Data entries:
[Start of Attachment]

PR #521, opened 2026-04-18
[#519] Toggle to hide system/status messages in chat panel

### LINKED ISSUE #519: [feat] Toggle to hide system/status messages in AC primary chat panel
## Problem

The AgentChattr primary chat panel shows all messages including system noise:
- \"head disconnected (timeout)\"
- \"re1 is online\"
- \"Resuming agent conversation...\"
- \"Loop guard: 30 agent-to-agent hops reached\"

These clutter the chat view when the operator is trying to follow the actual agent work. The bridges already filter these (#501), but the dashboard chat panel doesn't.

## Proposal

Add a small **toggle button** in the chat panel header that filters system/status messages from the displayed message list.

### UI

A compact filter toggle next to the chat header:

\`\`\`
AGENTCHATTR — PRIMARY CHAT (?)    [👤 Agents only]
\`\`\`

- **ON (\"Agents only\"):** hide messages matching system patterns. Only show messages from agents (head, dev, re1, re2) and the operator (user).
- **OFF (\"All messages\"):** show everything including system messages (default for transparency)

### Filter logic

Reuse the same patterns from the bridge noise filter (#501 / PR #504):

\`\`\`js
const SYSTEM_PATTERNS = [
  /^.+ is online$/,
  /disconnected \(timeout\)/,
  /^.+ disconnected$/,
  /auto-recovered/,
  /Resuming agent conversation/,
  /Loop guard:/,
];

const shouldShow = (msg) => {
  if (!filterOn) return true;
  if (msg.sender === "system") return false;
  if (msg.type === "join" || msg.type === "leave") return false;
  for (const pat of SYSTEM_PATTERNS) {
    if (pat.test(msg.text)) return false;
  }
  return true;
};
\`\`\`

Apply \`.filter(shouldShow)\` on the messages array before rendering.

### Persistence

Store the toggle state in \`localStorage\` (per-browser, not per-project). Default: OFF (show all messages).

## Acceptance

- Toggle button visible in the chat panel header
- Toggle ON: system/status messages hidden from the chat view
- Toggle OFF: all messages visible (current behavior)
- Persists in localStorage across page loads
- No messages deleted — just hidden from view. Toggling back to OFF reveals them.
- Agent work messages (PR reviews, assignments, merge notifications) always visible regardless of toggle state

## Files

- \`src/components/ChatPanel.tsx\` — \`ChatPanelAPI\` component: add toggle state + filter before render

## Branch

\`task/XXX-chat-system-message-filter\`

realproject7:
## Summary

- Adds a compact **filter toggle** button in the chat panel header: "Agents only" (filter ON) / "All messages" (filter OFF)
- When ON, hides system noise: join/leave events, disconnect timeouts, loop guard messages, auto-recovery notices
- Reuses the same filter patterns from the bridge noise filter (#501 / PR #504)
- Persisted in `localStorage` (per-browser, not per-project), default OFF
- No messages deleted — toggling back reveals all messages

## Files changed

- `src/components/ChatPanel.tsx` — `isSystemMessage()` filter function, toggle state with localStorage, filter applied before render

## Test plan

- [ ] Toggle button visible in chat panel header
- [ ] Toggle ON: system/status messages (join, leave, disconnect, loop guard) hidden
- [ ] Toggle OFF: all messages visible (current behavior)
- [ ] Agent work messages (PR reviews, assignments, merge notifications) always visible
- [ ] Toggle state persists across page reloads (localStorage)
- [ ] Empty state still shows correctly when all visible messages are filtered

Fixes #519

### DIFF
--- a/src/components/ChatPanel.tsx
+++ b/src/components/ChatPanel.tsx
@@ -29,6 +29,26 @@ const SENDER_COLORS: Record<string, string> = {
 
 const AGENTS = ["head", "re1", "re2", "dev", "user"];
 
+// #519: system/status message filter patterns — reuses the same set
+// from the bridge noise filter (#501 / PR #504).
+const SYSTEM_PATTERNS = [
+  /^.+ is online$/,
+  /disconnected \(timeout\)/,
+  /^.+ disconnected$/,
+  /auto-recovered/,
+  /Resuming agent conversation/,
+  /Loop guard:/,
+];
+
+function isSystemMessage(msg: Message): boolean {
+  if (msg.sender === "system") return true;
+  if (msg.type === "join" || msg.type === "leave") return true;
+  for (const pat of SYSTEM_PATTERNS) {
+    if (pat.test(msg.text)) return true;
+  }
+  return false;
+}
+
 // #410 / quadwork#276: slash commands recognized by AgentChattr's
 // native UI (mirrors agentchattr/static/chat.js lines 1978-1989).
 // Typing `/` in the chat input opens an autocomplete menu of these.
@@ -115,6 +135,19 @@ export default function ChatPanel({ projectId }: ChatPanelProps) {
 /** API-driven fallback when iframe is blocked */
 function ChatPanelAPI({ projectId }: { projectId?: string }) {
   const channel = "general";
+  // #519: filter toggle — hide system/status messages. Persisted in
+  // localStorage (per-browser, not per-project). Default: OFF.
+  const [filterSystem, setFilterSystem] = useState(() => {
+    if (typeof window === "undefined") return false;
+    return localStorage.getItem("chatFilterSystem") === "1";
+  });
+  const toggleFilter = useCallback(() => {
+    setFilterSystem((prev) => {
+      const next = !prev;
+      localStorage.setItem("chatFilterSystem", next ? "1" : "0");
+      return next;
+    });
+  }, []);
   const [messages, setMessages] = useState<Message[]>([]);
   // #410: track whether the initial fetch has completed so we don't
   // flash the welcome/empty state while messages are still loading.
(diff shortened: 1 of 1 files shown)


realproject7 (commented):
**RE2 Review — APPROVE**

Small, focused change. Implementation is clean.

**What's good:**
- Reuses existing `SYSTEM_PATTERNS` from the bridge noise filter (#501) — no new pattern invention
- `isSystemMessage()` is thorough: checks `sender`, `type`, and text patterns
- localStorage persistence is simple and appropriate (browser-level, not project-level)
- Toggle button styling matches the Auto toggle pattern from other widgets
- `displayMessages` applied correctly to both the message list and the empty-state check

**Minor observation (non-blocking):**
- When filter is ON and all visible messages happen to be system messages, the empty state shows `ProjectChatEmptyState` (welcome chips + How to Work modal) — which is a first-time-user experience, not a "no matches" state. In practice this scenario is rare (system messages almost always accompany agent messages), so not worth adding a separate filtered-empty state.

project7-interns (changes requested):
## Verdict: REQUEST CHANGES

### Summary
The filter implementation itself is fine, but it only exists in `ChatPanelAPI`. The default chat path still renders the embedded AgentChattr iframe, so the new toggle is absent in the primary UI whenever the iframe loads successfully.

### Findings
- [high] The hide-system-messages toggle is not available in the normal iframe chat path, so issue #519 is not actually delivered for the primary chat panel.
  - File: `src/components/ChatPanel.tsx:69`
  - Suggestion: either force the primary panel onto the API-rendered path when this feature is needed, or add equivalent filtering/toggle support to the iframe-backed experience. As written, only the fallback UI gets the new control.

### Decision
Requesting changes because the acceptance says the toggle should be visible in the chat panel header, but this PR adds it only to the API fallback component and not to the main iframe path.

project7-interns (approved):
## Verdict: APPROVE

### Summary
I rechecked the actual PR branch. `ChatPanel` now renders `ChatPanelAPI` directly after #415, so the filter toggle added here is on the primary chat path, not just a fallback. The feature matches issue #519 as implemented.

### Findings
- No blocking issues found.

### Decision
Approving because the toggle is visible in the primary chat panel, hides only the intended system/status noise, preserves all messages in memory, and persists via `localStorage` as requested.

PR #552, opened 2026-04-20
[#542] Guard bridge auto-stop to fire only on transition

### LINKED ISSUE #542: [bug] Auto-stop poller repeatedly kills bridges on every 30s tick
## Problem

When a batch completes, the `autoStopPollingTick` (every 30s) stops Telegram and Discord bridges on **every poll cycle** as long as `bp.complete` is true. This causes:

1. Repeated `[auto-bridge] ... auto-stopped` log spam
2. If the operator manually restarts bridges after batch completion, they get killed again 30s later
3. Bridges stay down until a new batch is queued (which triggers auto-start)

## Root Cause

`server/index.js` — the auto-stop path at line 1876-1879 has no transition guard:

```js
if (bp && bp.complete) {
  // ...trigger stop (has guard via triggers.has())...
  if (hasBridgeAuto) {
    await autoStopBridges(project.id, project, qwPort);  // fires EVERY tick
  }
}
```

The auto-**start** path (line 1883-1886) correctly uses `_bridgeBatchPrev` to detect a state transition:

```js
const isNewBatch = !prev || prev.complete || !prev.hasItems;
if (isNewBatch) { await autoStartBridges(...); }
```

But the auto-**stop** path doesn't check `prev` — it fires unconditionally whenever `bp.complete` is true.

## Fix

Guard the auto-stop the same way auto-start is guarded — only stop on the **transition** from incomplete to complete:

```js
if (bp && bp.complete) {
  const wasComplete = prev && prev.complete;
  // ...existing trigger stop...
  if (hasBridgeAuto && !wasComplete) {
    await autoStopBridges(project.id, project, qwPort);
  }
}
```

Same fix needed in `sendTriggerMessage()` at line 1406 — that path also calls `autoStopBridges` but is less problematic since the trigger itself gets stopped first (so it won't re-fire).

## Acceptance Criteria

- [ ] Bridge auto-stop fires only once per batch completion transition, not on every poll tick
- [ ] Manually restarted bridges are not killed by the poller
- [ ] Auto-start on new batch still works correctly
- [ ] No repeated `auto-stopped` log lines for the same batch completion

realproject7:
## Summary
- Adds a transition guard (`!prev || !prev.complete`) to the bridge auto-stop path in `autoStopPollingTick`, so `autoStopBridges` fires only once when a batch transitions from incomplete → complete, not on every 30s poll tick
- The `sendTriggerMessage` path (line 1405) is already implicitly guarded because `stopTrigger()` prevents re-entry
- 9-test suite covering code-structure verification and guard-logic simulation

Fixes #542

## Test plan
- [x] 9/9 tests pass (`npx jest server/__tests__/bridge-auto-stop-guard.test.js`)
- [ ] Verify no repeated `[auto-bridge] ... auto-stopped` log lines after batch completion
- [ ] Verify manually restarted bridges survive subsequent poll ticks
- [ ] Verify auto-start on new batch still works

### DIFF
--- a/server/__tests__/bridge-auto-stop-guard.test.js
+++ b/server/__tests__/bridge-auto-stop-guard.test.js
@@ -54,6 +54,31 @@ describe("#542 bridge auto-stop transition guard (code analysis)", () => {
     expect(setIdx).toBeGreaterThan(-1);
     expect(setIdx).toBeLessThan(stopIdx);
   });
+
+  test("autoStopBridges in sendTriggerMessage is guarded by prev.complete check", () => {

[End of Attachment]

▶ PROBLEM TO WORK ON
Write the opening line of the data above and every line after it, exactly, stopping once you have written the line with "guard: 30 agent-to-agent".

▶ TASK RESPONSE
PR #521, opened 2026-04-18
[#519] Toggle to hide system/status messages in chat panel

### LINKED ISSUE #519: [feat] Toggle to hide system/status messages in AC primary chat panel
## Problem

The AgentChattr primary chat panel shows all messages including system noise:
- \"head disconnected (timeout)\"
- \"re1 is online\"
- \"Resuming agent conversation...\"
- \"Loop guard: 30 agent-to-agent hops reached\"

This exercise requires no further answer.